Oil Minister Bijan Namdar Zangeneh, on a regional tour aimed at winning support to stabilize oil markets, discussed weak crude prices with Kuwaiti Emir Sheikh Sabah al-Ahmed al-Sabah.
Zangeneh delivered a message from President Hassan Rouhani in his meeting with the emir on Tuesday and discussed the developments in the oil market, IRNA reported.
Zanganeh made a similar plea with the emir of Qatar, Sheikh Tamim bin Hamad al-Thani, during his stopover in Doha on Monday.
Iran has indicated the steep fall in oil prices this year is the result of deliberate moves by some exporters who have kept production high to undermine Tehran's sanctions-hit economy.

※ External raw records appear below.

PR #747, opened 2023-09-27
Reset password token

pdeziel:
### Scope of changes

This adds a password reset token struct and methods to sign/verify the token.

Fixes SC-20879

### Type of change

- [x] new feature
- [ ] bug fix
- [ ] documentation
- [ ] testing
- [ ] technical debt
- [ ] other (describe)

### Acceptance criteria

Create a data structure that can be signed and serialized/deserialized to use as a token to send in password reset emails.

Data included:

User ID
Expiration
Random nonce
Key ID
Default the expiration to 15 minutes from now when creating the data struct.

Create marshal/unmarshal methods for converting the token into a signed string. Create validate method for validating that the token was signed by Quarterdeck. Write tests for these methods.

### Definition of Done

### Reviewer(s) checklist


pkg/quarterdeck/db/tokens.go
```diff
@@ -57,29 +52,76 @@ func (t *VerificationToken) Sign() (_ string, secret []byte, err error) {
...
+
+	if _, err = rand.Read(token.Nonce); err != nil {
+		return nil, fmt.Errorf("could not generate token: %w", err)
+	}
+	return token, nil
+}
+
+// ResetToken packages a user ID with random data and an expiration time so that it can
+// be serialized and hashed into a token which can be sent to users.
+type ResetToken struct {
```
pdeziel, line 104: I was thinking of reusing the email verification fields in the database to store the secret, since I think we will not be sending reset password emails to unverified emails right?

pkg/quarterdeck/db/tokens.go
```diff
@@ -57,29 +52,76 @@ func (t *VerificationToken) Sign() (_ string, secret []byte, err error) {
 		return "", nil, err
 	}
 
-	// Compute hash with a random 64 byte key
-	key := make([]byte, keyLength)
-	if _, err = rand.Read(key); err != nil {
-		return "", nil, err
+	return t.signData(data)
```
pdamodaran, line 55: I like the consolidation into a separate function error

pkg/quarterdeck/db/tokens.go
```diff
@@ -57,29 +52,76 @@ func (t *VerificationToken) Sign() (_ string, secret []byte, err error) {
...
+
+	token = &ResetToken{
+		UserID: id,
+	}
+
+	if token.SigningInfo, err = NewSigningInfo(time.Minute * 15); err != nil {
+		return nil, err
+	}
+
+	if _, err = rand.Read(token.Nonce); err != nil {
```
pdamodaran, line 96: I am curious how this works because `Nonce` is not a direct attribute on `ResetToken`.  Also, is this check redundant since this check is being done within `NewSigningInfo`?

pdamodaran (approved):
Nice work @pdeziel!  I like how you consolidated some of the functions that are common to both the email verify token and the reset password token.  I had one comment but otherwise this is good to go.

pkg/quarterdeck/db/tokens.go
pdeziel: Nice catch, I didn't mean to be setting that field twice! The `Nonce` can be accessed like this if you use an embedded struct - note that `SigningInfo` is not specified with a name so `ResetToken` will automatically have all the fields and methods defined on `SingingInfo`. It's a useful pattern when you have very similar structs or structs that have similar functionality. Here's an example: https://gobyexample.com/struct-embedding

pdamodaran: ah - thanks for providing an example!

The country is trying to offset the wide budget imbalance created by the drop in oil prices, and Rouhani has called for enhanced cooperation among the region's major producers to stabilize the global market.
Iran’s revenue from crude sales dropped 30 percent because of the declining oil prices, Rouhani said earlier.
Further Slump
Brent crude slipped near $81 a barrel on Wednesday, hovering just above a four-year low as the growing oil glut created by the U.S. shale boom continued to outweigh concerns about supplies from Libya.
With oil prices down 30 percent since June, delegates in the Organization of the Petroleum Exporting Countries (OPEC) are starting to suggest they may push for an informal output cut of around 500,000 barrels per day (bpd) when the producer group meets in Vienna on Nov. 27. Oversupply, doubts over whether OPEC will cut production and a strong dollar were weighing on prices. A stronger US currency makes dollar-priced commodities more expensive for other countries.
Kuwait Budget Surplus
Kuwait's government budget surplus reached 8.97 billion dinars ($30.84b) in the first six months of this fiscal year as expenditure remained well below the initial plan, preliminary finance ministry figures showed on Wednesday.
The major oil exporter's public spending was 6.12 billion dinars ($21 billion) in April-September, below 11.61 billion dinars ($39.8b) originally planned for the period. It was equivalent to only 26 percent of the 23.21 billion dinar ($79.7) spending plan for the 2014/15 fiscal year.
Kuwait has one of the strongest fiscal positions among the Persian Gulf oil exporters; it needs a crude oil price of just $54 per barrel for its state budget to break even, according to the International Monetary Fund.